Speech Recognition: Just the First Puzzle Piece

By Expectlabs @ExpectLabs


Lay users sometimes refer to voice interfaces as “speech recognition.” However, true speech recognition (converting sound waves into text representing spoken words), while an impressive technological feat, is but a stepping stone to unlocking the full potential of voice. It is the addition of a knowledge graph, robust natural language understanding models, and machine learning that truly enables the deployment of intelligent voice applications.

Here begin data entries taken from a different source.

PR #3698, opened 2020-12-10
Fix nested locks in ValidatorList:

ximinez:

* Found several functions called under lock that take a lock. Refactor
  to require a lock as a parameter instead.
* Found several functions called under lock that don't take a lock, but
  should. Refactored those as well to require a lock as a parameter.

### Context of Change

Due to a change in 1.7.0-b5 that changed mutex type, so UB behavior went from being harmless to causing deadlocks.

### Type of Change

## Test Plan

Run rippled with a loop making frequent requests to the `crawl/` endpoint.

---
This change is [Reviewable](https://reviewable.io/reviews/ripple/rippled/3698)

### DIFF
--- a/src/ripple/app/misc/impl/ValidatorList.cpp
+++ b/src/ripple/app/misc/impl/ValidatorList.cpp
@@ -195,20 +195,23 @@ ValidatorList::load(
 }
 
 boost::filesystem::path
-ValidatorList::GetCacheFileName(PublicKey const& pubKey)
+ValidatorList::GetCacheFileName(
+    ValidatorList::unique_lock const&,
+    PublicKey const& pubKey)
 {
     return dataPath_ / (filePrefix_ + strHex(pubKey));
 }
 
 void
 ValidatorList::CacheValidatorFile(
+    ValidatorList::unique_lock const& lock,
     PublicKey const& pubKey,
     PublisherList const& publisher)
 {
     if (dataPath_.empty())
         return;
 
-    boost::filesystem::path const filename = GetCacheFileName(pubKey);
+    boost::filesystem::path const filename = GetCacheFileName(lock, pubKey);
 
     boost::system::error_code ec;
 
@@ -310,7 +313,7 @@ ValidatorList::applyList(
 
     Json::Value list;
     PublicKey pubKey;
-    auto const result = verify(list, pubKey, manifest, blob, signature);
+    auto const result = verify(lock, list, pubKey, manifest, blob, signature);
     if (result != ListDisposition::accepted)
     {
         if (result == ListDisposition::same_sequence &&
@@ -429,7 +432,7 @@ ValidatorList::applyList(
     }
 
     // Cache the validator list in a file
-    CacheValidatorFile(pubKey, publisher);
+    CacheValidatorFile(lock, pubKey, publisher);
 
     return applyResult;
 }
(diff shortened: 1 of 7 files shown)


src/ripple/app/misc/impl/ValidatorList.cpp
```diff
@@ -997,7 +1030,7 @@ ValidatorList::getNegativeUNL() const
 void
 ValidatorList::setNegativeUNL(hash_set<PublicKey> const& negUnl)
 {
-    std::lock_guard lock{mutex_};
+    std::unique_lock lock{mutex_};
```
HowardHinnant, line 1033: Super nitpicky:  This could be `unique_lock` (unqualified).  Only difference is readability.  I found myself wondering why the local typedefs weren't used.  Ditto 2 places above with `std::shared_lock`.

HowardHinnant (approved):

src/ripple/app/misc/impl/ValidatorList.cpp
ximinez: My intention was to only use the typedefs where they were required, because the template params couldn't be determined by the compiler. I don't have a strong opinion against changing it, but I'm fine leaving it as-is.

Definitions of “intelligence” generally comprise a capacity for logic, abstract thought, and continual learning. Going by this, an automated customer support line driven by pre-programmed voice commands is more sophisticated, but not necessarily more intelligent, than one reliant on keypad input. Similarly, there is a marked difference between a system that can be told to “turn on the lights” and one that can be asked an unfamiliar question like “are any kid-friendly Italian restaurants open right now?”

Today’s applications demand greater intelligence in understanding users’ naturally spoken queries. Diverse platforms – wristwatches, thermostats, Levi’s – are gaining connectivity without possessing a sizable screen, or even a screen at all, yet consumers expect the same high level of functionality that they’re accustomed to from mobile apps and websites. As technology becomes more deeply embedded in all aspects of life, it gets necessary to confront former barriers to access (such as hands or vision being otherwise occupied) without compromising the quality of the interaction.

Recognizing words is not the same thing as recognizing meaning. Imagine you’re at a shoe store, trying on a pair of light green running shoes. If you tell the salesperson “let me try these in pink,” that person will grab the right pair from the back without a problem, even if the shoes are called “magenta” in the store catalog. While simple for a human, this task requires significant intelligence from a shopping app: for starters, “these” must be understood as the currently selected pair, and “in pink” must be understood as a color attribute matching “magenta.” If you were given results based on keywords alone, you would find looking at a pair of pink sandals, or perhaps even products from Victoria’s Secret’s Pink line.

Essentially, when a system determines which words were spoken and stops there, the user is only taken part way through the journey. “Speech recognition” does not entail a satisfactory voice experience on its own. To receive appropriate responses to unfamiliar broad-vocabulary queries, additional requirements must be met. This is where MindMeld comes in.

MindMeld’s advanced AI and NLP technology is designed to complement the great speech recognition capabilities built into all of the major OS platforms. When given a natural language query, MindMeld performs a syntactic analysis by identifying the key concepts and attributes and how they interrelate. Meaning is derived from a knowledge graph specifically tailored to an app’s domain (e.g. a store’s product catalog). This knowledge graph is filled with information on up to millions of different concepts, equipping apps with the ability to pinpoint true user intent and deliver results with speed and precision. Without such technology, the next generation of apps remains a sci-fi fantasy. With it, humans and devices will communicate more fluidly than ever before, enabling a future we can only begin to imagine.